Collection entries:
○ ○ ○

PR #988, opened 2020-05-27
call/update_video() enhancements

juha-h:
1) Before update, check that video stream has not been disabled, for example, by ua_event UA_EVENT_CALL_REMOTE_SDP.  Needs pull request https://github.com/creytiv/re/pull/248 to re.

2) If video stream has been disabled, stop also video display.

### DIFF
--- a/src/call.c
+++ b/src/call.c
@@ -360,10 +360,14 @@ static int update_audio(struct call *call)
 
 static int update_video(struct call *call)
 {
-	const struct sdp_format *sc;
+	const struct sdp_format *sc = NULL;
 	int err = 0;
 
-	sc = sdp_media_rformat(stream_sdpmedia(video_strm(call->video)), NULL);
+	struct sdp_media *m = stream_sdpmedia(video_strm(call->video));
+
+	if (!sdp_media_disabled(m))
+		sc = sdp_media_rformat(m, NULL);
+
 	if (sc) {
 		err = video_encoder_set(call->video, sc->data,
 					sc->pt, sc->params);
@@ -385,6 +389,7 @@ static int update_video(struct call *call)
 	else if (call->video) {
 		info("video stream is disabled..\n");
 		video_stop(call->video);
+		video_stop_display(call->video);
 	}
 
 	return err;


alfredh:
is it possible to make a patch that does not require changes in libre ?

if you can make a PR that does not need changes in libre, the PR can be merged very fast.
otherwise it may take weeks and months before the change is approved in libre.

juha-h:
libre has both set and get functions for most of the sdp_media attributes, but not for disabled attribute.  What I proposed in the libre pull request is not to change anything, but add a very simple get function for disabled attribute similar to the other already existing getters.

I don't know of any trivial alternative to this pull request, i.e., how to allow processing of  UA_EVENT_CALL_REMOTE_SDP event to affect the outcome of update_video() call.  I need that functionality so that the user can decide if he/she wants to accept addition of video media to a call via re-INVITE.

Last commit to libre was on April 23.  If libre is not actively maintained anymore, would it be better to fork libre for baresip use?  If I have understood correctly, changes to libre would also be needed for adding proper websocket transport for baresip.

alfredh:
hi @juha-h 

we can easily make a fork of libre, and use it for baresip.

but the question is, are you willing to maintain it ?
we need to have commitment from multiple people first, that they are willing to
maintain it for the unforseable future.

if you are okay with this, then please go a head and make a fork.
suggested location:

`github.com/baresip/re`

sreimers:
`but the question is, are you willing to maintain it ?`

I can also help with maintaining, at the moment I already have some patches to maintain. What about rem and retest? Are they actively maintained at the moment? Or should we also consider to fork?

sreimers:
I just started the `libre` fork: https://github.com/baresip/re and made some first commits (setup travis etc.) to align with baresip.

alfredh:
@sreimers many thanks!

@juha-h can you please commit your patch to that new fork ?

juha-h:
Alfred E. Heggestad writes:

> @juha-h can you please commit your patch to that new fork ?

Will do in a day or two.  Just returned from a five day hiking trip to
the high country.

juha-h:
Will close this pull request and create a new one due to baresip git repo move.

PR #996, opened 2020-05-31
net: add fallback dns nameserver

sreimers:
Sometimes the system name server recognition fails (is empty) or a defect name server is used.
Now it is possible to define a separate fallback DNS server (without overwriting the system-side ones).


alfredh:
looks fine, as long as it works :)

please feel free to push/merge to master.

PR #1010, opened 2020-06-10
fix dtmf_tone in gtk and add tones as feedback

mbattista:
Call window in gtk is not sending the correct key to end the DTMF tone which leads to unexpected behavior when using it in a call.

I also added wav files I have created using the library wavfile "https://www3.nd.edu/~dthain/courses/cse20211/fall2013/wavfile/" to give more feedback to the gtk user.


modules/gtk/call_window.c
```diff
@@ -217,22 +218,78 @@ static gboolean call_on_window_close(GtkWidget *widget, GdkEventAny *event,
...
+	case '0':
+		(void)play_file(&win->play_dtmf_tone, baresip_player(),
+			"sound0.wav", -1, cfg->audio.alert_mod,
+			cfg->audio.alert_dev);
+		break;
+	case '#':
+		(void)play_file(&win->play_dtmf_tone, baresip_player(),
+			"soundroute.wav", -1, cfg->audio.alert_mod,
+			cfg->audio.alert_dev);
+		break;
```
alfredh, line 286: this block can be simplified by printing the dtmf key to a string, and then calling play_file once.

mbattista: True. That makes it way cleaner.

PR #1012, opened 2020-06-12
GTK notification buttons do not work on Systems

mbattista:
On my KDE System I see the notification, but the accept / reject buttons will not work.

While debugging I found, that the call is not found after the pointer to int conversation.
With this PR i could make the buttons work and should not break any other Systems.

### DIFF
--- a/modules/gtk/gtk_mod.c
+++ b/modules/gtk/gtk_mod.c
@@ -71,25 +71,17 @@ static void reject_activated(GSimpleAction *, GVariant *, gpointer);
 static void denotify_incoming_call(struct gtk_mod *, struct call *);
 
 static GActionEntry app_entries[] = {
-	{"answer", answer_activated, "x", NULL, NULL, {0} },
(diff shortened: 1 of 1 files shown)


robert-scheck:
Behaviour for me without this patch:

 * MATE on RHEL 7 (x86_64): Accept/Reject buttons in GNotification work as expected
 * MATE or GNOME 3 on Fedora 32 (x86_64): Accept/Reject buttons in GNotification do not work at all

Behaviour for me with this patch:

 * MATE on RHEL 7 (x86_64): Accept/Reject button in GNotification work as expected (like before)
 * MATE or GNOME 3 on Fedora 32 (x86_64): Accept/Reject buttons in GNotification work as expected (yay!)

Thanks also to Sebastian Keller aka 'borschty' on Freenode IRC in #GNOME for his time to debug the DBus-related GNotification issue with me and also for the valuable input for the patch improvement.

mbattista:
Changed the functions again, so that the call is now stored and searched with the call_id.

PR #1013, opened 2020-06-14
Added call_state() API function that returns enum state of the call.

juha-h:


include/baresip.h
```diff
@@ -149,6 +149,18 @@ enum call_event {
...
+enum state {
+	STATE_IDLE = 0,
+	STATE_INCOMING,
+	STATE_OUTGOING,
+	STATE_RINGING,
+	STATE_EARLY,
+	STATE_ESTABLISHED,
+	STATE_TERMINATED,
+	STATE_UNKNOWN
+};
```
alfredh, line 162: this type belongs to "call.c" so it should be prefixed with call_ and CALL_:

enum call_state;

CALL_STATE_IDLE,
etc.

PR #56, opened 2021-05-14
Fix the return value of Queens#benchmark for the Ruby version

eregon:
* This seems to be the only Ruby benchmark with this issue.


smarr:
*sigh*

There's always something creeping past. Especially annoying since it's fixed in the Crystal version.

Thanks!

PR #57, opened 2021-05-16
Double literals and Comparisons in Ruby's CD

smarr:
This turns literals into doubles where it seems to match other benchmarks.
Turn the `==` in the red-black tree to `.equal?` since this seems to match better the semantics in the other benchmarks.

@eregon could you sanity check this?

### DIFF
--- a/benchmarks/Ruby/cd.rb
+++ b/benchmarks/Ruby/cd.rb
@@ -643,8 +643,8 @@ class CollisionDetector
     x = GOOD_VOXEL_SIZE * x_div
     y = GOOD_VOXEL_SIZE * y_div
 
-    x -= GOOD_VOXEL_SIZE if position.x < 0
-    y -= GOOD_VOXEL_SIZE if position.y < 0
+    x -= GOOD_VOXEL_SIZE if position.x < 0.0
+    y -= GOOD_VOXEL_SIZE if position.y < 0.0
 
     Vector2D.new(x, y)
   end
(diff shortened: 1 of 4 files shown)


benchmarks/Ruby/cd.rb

○ ○ ○

▶ _TASK OBJECTIVE_:
Every record above needs to be returned in full, exactly.

▶ _RESPONSE TO THE EXERCISE_:
PR #988, opened 2020-05-27
call/update_video() enhancements

juha-h:
1) Before update, check that video stream has not been disabled, for example, by ua_event UA_EVENT_CALL_REMOTE_SDP.  Needs pull request https://github.com/creytiv/re/pull/248 to re.

2) If video stream has been disabled, stop also video display.

### DIFF
--- a/src/call.c
+++ b/src/call.c
@@ -360,10 +360,14 @@ static int update_audio(struct call *call)
 
 static int update_video(struct call *call)
 {
-	const struct sdp_format *sc;
+	const struct sdp_format *sc = NULL;
 	int err = 0;
 
-	sc = sdp_media_rformat(stream_sdpmedia(video_strm(call->video)), NULL);
+	struct sdp_media *m = stream_sdpmedia(video_strm(call->video));
+
+	if (!sdp_media_disabled(m))
+		sc = sdp_media_rformat(m, NULL);
+
 	if (sc) {
 		err = video_encoder_set(call->video, sc->data,
 					sc->pt, sc->params);
@@ -385,6 +389,7 @@ static int update_video(struct call *call)
 	else if (call->video) {
 		info("video stream is disabled..\n");
 		video_stop(call->video);
+		video_stop_display(call->video);
 	}
 
 	return err;


alfredh:
is it possible to make a patch that does not require changes in libre ?

if you can make a PR that does not need changes in libre, the PR can be merged very fast.
otherwise it may take weeks and months before the change is approved in libre.

juha-h:
libre has both set and get functions for most of the sdp_media attributes, but not for disabled attribute.  What I proposed in the libre pull request is not to change anything, but add a very simple get function for disabled attribute similar to the other already existing getters.

I don't know of any trivial alternative to this pull request, i.e., how to allow processing of  UA_EVENT_CALL_REMOTE_SDP event to affect the outcome of update_video() call.  I need that functionality so that the user can decide if he/she wants to accept addition of video media to a call via re-INVITE.

Last commit to libre was on April 23.  If libre is not actively maintained anymore, would it be better to fork libre for baresip use?  If I have understood correctly, changes to libre would also be needed for adding proper websocket transport for baresip.

alfredh:
hi @juha-h 

we can easily make a fork of libre, and use it for baresip.

but the question is, are you willing to maintain it ?
we need to have commitment from multiple people first, that they are willing to
maintain it for the unforseable future.

if you are okay with this, then please go a head and make a fork.
suggested location:

`github.com/baresip/re`

sreimers:
`but the question is, are you willing to maintain it ?`

I can also help with maintaining, at the moment I already have some patches to maintain. What about rem and retest? Are they actively maintained at the moment? Or should we also consider to fork?

sreimers:
I just started the `libre` fork: https://github.com/baresip/re and made some first commits (setup travis etc.) to align with baresip.

alfredh:
@sreimers many thanks!

@juha-h can you please commit your patch to that new fork ?

juha-h:
Alfred E. Heggestad writes:

> @juha-h can you please commit your patch to that new fork ?

Will do in a day or two.  Just returned from a five day hiking trip to
the high country.

juha-h:
Will close this pull request and create a new one due to baresip git repo move.

PR #996, opened 2020-05-31
net: add fallback dns nameserver

sreimers:
Sometimes the system name server recognition fails (is empty) or a defect name server is used.
Now it is possible to define a separate fallback DNS server (without overwriting the system-side ones).


alfredh:
looks fine, as long as it works :)

please feel free to push/merge to master.

PR #1010, opened 2020-06-10
fix dtmf_tone in gtk and add tones as feedback

mbattista:
Call window in gtk is not sending the correct key to end the DTMF tone which leads to unexpected behavior when using it in a call.

I also added wav files I have created using the library wavfile "https://www3.nd.edu/~dthain/courses/cse20211/fall2013/wavfile/" to give more feedback to the gtk user.


modules/gtk/call_window.c
```diff
@@ -217,22 +218,78 @@ static gboolean call_on_window_close(GtkWidget *widget, GdkEventAny *event,
...
+	case '0':
+		(void)play_file(&win->play_dtmf_tone, baresip_player(),
+			"sound0.wav", -1, cfg->audio.alert_mod,
+			cfg->audio.alert_dev);
+		break;
+	case '#':
+		(void)play_file(&win->play_dtmf_tone, baresip_player(),
+			"soundroute.wav", -1, cfg->audio.alert_mod,
+			cfg->audio.alert_dev);
+		break;
```
alfredh, line 286: this block can be simplified by printing the dtmf key to a string, and then calling play_file once.

mbattista: True. That makes it way cleaner.

PR #1012, opened 2020-06-12
GTK notification buttons do not work on Systems

mbattista:
On my KDE System I see the notification, but the accept / reject buttons will not work.

While debugging I found, that the call is not found after the pointer to int conversation.
With this PR i could make the buttons work and should not break any other Systems.

### DIFF
--- a/modules/gtk/gtk_mod.c
+++ b/modules/gtk/gtk_mod.c
@@ -71,25 +71,17 @@ static void reject_activated(GSimpleAction *, GVariant *, gpointer);
 static void denotify_incoming_call(struct gtk_mod *, struct call *);
 
 static GActionEntry app_entries[] = {
-	{"answer", answer_activated, "x", NULL, NULL, {0} },
(diff shortened: 1 of 1 files shown)


robert-scheck:
Behaviour for me without this patch:

 * MATE on RHEL 7 (x86_64): Accept/Reject buttons in GNotification work as expected
 * MATE or GNOME 3 on Fedora 32 (x86_64): Accept/Reject buttons in GNotification do not work at all

Behaviour for me with this patch:

 * MATE on RHEL 7 (x86_64): Accept/Reject button in GNotification work as expected (like before)
 * MATE or GNOME 3 on Fedora 32 (x86_64): Accept/Reject buttons in GNotification work as expected (yay!)

Thanks also to Sebastian Keller aka 'borschty' on Freenode IRC in #GNOME for his time to debug the DBus-related GNotification issue with me and also for the valuable input for the patch improvement.

mbattista:
Changed the functions again, so that the call is now stored and searched with the call_id.

PR #1013, opened 2020-06-14
Added call_state() API function that returns enum state of the call.

juha-h:


include/baresip.h
```diff
@@ -149,6 +149,18 @@ enum call_event {
...
+enum state {
+	STATE_IDLE = 0,
+	STATE_INCOMING,
+	STATE_OUTGOING,
+	STATE_RINGING,
+	STATE_EARLY,
+	STATE_ESTABLISHED,
+	STATE_TERMINATED,
+	STATE_UNKNOWN
+};
```
alfredh, line 162: this type belongs to "call.c" so it should be prefixed with call_ and CALL_:

enum call_state;

CALL_STATE_IDLE,
etc.

PR #56, opened 2021-05-14
Fix the return value of Queens#benchmark for the Ruby version

eregon:
* This seems to be the only Ruby benchmark with this issue.


smarr:
*sigh*

There's always something creeping past. Especially annoying since it's fixed in the Crystal version.

Thanks!

PR #57, opened 2021-05-16
Double literals and Comparisons in Ruby's CD

smarr:
This turns literals into doubles where it seems to match other benchmarks.
Turn the `==` in the red-black tree to `.equal?` since this seems to match better the semantics in the other benchmarks.

@eregon could you sanity check this?

### DIFF
--- a/benchmarks/Ruby/cd.rb
+++ b/benchmarks/Ruby/cd.rb
@@ -643,8 +643,8 @@ class CollisionDetector
     x = GOOD_VOXEL_SIZE * x_div
     y = GOOD_VOXEL_SIZE * y_div
 
-    x -= GOOD_VOXEL_SIZE if position.x < 0
-    y -= GOOD_VOXEL_SIZE if position.y < 0
+    x -= GOOD_VOXEL_SIZE if position.x < 0.0
+    y -= GOOD_VOXEL_SIZE if position.y < 0.0
 
     Vector2D.new(x, y)
   end
(diff shortened: 1 of 4 files shown)


benchmarks/Ruby/cd.rb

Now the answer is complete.